*PROMPT*. Find every line in the records below that holds the word "require", and copy it out.

======== INPUT FOR THIS TASK ========

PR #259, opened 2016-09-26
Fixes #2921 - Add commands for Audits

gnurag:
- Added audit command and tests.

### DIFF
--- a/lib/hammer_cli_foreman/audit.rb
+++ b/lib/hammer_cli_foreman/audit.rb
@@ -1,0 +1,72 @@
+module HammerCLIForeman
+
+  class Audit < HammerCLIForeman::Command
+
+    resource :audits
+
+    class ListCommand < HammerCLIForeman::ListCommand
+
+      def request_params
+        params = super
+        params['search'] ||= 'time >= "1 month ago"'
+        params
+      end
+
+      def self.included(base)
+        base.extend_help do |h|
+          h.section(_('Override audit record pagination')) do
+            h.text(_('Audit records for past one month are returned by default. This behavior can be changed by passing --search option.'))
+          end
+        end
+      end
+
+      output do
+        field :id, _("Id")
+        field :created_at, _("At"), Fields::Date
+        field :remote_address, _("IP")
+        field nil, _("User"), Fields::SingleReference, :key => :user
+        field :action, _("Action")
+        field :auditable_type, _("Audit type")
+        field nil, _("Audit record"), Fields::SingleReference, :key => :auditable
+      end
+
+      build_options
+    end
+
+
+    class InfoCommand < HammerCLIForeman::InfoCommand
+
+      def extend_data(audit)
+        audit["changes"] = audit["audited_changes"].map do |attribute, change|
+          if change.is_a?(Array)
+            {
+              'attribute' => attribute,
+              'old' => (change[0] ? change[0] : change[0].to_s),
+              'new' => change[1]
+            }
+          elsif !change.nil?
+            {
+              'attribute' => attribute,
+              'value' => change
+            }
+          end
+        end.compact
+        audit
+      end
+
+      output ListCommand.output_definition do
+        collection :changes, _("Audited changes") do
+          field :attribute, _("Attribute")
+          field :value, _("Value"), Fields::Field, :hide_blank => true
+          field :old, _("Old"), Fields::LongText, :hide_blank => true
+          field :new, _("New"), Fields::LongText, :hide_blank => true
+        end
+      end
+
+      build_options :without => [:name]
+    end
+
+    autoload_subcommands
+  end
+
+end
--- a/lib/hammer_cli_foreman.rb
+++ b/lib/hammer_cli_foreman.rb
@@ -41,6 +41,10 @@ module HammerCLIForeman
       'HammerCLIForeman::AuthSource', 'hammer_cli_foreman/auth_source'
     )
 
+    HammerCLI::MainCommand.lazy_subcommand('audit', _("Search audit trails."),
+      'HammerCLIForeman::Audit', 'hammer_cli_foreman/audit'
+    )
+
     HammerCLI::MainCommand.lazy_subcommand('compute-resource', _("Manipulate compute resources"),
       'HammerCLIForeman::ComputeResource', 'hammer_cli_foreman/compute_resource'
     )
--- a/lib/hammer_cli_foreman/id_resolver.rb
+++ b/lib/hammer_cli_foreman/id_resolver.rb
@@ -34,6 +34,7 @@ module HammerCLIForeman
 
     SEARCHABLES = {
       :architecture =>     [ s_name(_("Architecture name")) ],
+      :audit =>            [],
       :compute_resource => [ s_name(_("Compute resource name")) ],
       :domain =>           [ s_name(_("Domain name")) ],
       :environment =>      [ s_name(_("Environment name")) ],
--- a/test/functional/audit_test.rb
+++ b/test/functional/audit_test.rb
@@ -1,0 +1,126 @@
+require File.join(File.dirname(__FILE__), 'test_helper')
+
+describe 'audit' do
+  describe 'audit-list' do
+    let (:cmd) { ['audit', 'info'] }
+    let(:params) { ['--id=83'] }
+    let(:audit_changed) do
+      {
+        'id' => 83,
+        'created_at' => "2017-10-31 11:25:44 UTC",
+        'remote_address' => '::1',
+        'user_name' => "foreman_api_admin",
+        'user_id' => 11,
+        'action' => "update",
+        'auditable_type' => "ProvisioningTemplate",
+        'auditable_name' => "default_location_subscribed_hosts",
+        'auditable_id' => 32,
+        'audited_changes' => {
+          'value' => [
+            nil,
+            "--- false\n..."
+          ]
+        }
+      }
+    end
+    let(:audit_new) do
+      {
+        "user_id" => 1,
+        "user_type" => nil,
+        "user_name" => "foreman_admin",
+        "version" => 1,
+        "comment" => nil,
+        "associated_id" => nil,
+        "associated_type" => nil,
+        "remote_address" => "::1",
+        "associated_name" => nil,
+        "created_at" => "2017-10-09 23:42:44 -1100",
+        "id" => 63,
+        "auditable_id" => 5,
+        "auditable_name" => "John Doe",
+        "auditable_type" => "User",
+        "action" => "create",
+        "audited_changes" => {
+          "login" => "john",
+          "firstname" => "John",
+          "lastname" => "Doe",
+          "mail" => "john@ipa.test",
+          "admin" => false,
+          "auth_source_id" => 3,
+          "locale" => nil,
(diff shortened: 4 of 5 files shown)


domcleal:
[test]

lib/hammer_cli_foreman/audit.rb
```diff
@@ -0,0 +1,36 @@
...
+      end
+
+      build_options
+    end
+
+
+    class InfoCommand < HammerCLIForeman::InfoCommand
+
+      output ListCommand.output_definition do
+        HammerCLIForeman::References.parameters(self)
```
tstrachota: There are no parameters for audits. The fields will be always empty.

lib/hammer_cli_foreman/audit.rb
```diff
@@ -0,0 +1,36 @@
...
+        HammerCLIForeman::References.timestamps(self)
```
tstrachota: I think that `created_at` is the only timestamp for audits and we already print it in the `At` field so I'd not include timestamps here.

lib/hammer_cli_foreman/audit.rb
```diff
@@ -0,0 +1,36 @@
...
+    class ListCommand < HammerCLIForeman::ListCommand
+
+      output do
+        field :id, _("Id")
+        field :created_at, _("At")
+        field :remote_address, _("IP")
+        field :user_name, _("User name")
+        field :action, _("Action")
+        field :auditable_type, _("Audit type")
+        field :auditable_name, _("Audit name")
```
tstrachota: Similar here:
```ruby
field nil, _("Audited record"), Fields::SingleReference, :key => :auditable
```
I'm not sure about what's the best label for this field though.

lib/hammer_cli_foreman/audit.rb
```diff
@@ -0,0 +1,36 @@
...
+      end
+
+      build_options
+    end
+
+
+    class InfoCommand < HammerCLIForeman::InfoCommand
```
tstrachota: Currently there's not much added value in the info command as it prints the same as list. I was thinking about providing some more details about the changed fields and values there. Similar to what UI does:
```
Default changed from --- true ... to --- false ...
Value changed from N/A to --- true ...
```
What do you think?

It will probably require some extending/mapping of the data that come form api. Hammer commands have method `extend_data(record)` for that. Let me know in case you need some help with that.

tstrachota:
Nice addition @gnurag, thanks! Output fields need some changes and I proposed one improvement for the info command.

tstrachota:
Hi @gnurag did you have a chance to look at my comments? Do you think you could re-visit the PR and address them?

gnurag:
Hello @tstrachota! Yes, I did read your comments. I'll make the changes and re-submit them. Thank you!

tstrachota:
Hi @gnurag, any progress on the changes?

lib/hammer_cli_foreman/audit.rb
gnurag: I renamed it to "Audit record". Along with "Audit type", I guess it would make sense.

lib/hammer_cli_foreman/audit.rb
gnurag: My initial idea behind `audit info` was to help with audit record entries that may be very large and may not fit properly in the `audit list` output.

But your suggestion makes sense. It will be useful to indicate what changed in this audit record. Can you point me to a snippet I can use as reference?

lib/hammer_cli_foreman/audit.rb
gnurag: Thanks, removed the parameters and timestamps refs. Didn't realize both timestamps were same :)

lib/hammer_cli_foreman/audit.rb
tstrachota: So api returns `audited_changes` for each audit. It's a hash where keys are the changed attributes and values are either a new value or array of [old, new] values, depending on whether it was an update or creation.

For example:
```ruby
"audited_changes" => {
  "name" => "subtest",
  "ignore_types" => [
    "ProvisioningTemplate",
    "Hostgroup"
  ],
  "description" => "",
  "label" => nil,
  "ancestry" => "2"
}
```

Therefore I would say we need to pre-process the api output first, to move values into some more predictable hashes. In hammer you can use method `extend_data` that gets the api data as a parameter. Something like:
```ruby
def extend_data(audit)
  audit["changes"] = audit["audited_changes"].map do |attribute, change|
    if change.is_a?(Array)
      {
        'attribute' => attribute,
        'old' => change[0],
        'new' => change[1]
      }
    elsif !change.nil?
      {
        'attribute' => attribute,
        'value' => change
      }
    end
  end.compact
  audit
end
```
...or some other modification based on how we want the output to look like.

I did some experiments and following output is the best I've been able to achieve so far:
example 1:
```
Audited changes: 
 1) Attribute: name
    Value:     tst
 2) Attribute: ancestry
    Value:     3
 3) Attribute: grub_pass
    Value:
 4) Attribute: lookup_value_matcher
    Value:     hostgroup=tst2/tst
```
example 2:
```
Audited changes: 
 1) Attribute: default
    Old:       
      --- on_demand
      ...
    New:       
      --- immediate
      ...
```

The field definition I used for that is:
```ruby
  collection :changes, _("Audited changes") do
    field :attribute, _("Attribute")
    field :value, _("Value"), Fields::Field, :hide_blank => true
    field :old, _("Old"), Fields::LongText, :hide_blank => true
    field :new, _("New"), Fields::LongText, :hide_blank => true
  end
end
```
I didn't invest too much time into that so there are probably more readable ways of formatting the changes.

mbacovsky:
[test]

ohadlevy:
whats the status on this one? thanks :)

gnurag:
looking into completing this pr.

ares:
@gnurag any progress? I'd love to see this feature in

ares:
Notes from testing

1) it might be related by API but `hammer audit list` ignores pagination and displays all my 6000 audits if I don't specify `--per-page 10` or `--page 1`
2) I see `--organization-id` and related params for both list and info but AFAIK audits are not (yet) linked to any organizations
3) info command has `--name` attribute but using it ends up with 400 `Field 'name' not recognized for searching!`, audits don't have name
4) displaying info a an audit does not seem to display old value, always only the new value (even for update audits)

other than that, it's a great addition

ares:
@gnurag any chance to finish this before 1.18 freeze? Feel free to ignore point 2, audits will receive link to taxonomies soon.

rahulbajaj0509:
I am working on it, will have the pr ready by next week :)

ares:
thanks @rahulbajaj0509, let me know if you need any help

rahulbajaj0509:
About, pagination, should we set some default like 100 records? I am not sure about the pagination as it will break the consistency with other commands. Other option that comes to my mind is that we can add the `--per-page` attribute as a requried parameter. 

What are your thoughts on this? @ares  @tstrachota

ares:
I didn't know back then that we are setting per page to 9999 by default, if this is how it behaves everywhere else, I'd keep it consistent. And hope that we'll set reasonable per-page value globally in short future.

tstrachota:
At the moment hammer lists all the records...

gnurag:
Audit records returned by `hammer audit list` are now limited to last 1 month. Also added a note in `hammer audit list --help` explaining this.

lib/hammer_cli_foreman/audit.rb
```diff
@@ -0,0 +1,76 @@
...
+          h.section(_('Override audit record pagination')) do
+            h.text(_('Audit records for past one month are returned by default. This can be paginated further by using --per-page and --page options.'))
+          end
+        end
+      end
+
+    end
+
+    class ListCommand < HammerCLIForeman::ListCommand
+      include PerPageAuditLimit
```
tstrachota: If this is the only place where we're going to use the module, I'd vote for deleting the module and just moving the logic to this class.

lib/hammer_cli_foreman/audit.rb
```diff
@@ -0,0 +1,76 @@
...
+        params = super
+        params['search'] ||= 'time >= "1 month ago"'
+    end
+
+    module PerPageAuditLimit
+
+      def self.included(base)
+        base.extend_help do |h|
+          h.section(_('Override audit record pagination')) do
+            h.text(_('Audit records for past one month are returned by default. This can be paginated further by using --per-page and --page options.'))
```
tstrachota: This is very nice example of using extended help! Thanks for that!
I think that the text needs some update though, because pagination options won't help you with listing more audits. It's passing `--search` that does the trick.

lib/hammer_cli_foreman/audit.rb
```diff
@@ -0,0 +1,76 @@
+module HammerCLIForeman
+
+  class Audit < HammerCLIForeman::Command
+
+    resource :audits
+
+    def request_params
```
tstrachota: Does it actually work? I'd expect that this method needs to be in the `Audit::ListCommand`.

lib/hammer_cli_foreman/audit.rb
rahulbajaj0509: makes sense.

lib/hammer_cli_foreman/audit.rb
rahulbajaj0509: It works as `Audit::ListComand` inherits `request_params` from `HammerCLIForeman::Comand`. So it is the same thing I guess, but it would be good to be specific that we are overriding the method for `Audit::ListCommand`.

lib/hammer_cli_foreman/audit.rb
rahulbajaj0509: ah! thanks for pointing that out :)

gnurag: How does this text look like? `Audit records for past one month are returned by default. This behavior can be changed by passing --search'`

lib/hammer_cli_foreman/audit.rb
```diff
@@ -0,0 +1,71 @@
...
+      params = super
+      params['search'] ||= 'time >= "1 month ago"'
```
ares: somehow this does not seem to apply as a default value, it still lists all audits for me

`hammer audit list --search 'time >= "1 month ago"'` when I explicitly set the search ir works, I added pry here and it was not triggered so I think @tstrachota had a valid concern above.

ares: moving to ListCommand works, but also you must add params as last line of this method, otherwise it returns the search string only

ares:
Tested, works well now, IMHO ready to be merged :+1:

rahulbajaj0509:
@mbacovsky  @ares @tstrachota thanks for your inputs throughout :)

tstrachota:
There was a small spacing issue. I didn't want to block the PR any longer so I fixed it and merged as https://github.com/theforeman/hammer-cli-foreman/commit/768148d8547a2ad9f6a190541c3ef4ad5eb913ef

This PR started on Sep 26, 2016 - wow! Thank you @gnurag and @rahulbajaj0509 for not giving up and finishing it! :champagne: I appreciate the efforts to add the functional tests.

========

*WRITTEN SOLUTION*.
+require File.join(File.dirname(__FILE__), 'test_helper')
It will probably require some extending/mapping of the data that come form api. Hammer commands have method `extend_data(record)` for that. Let me know in case you need some help with that.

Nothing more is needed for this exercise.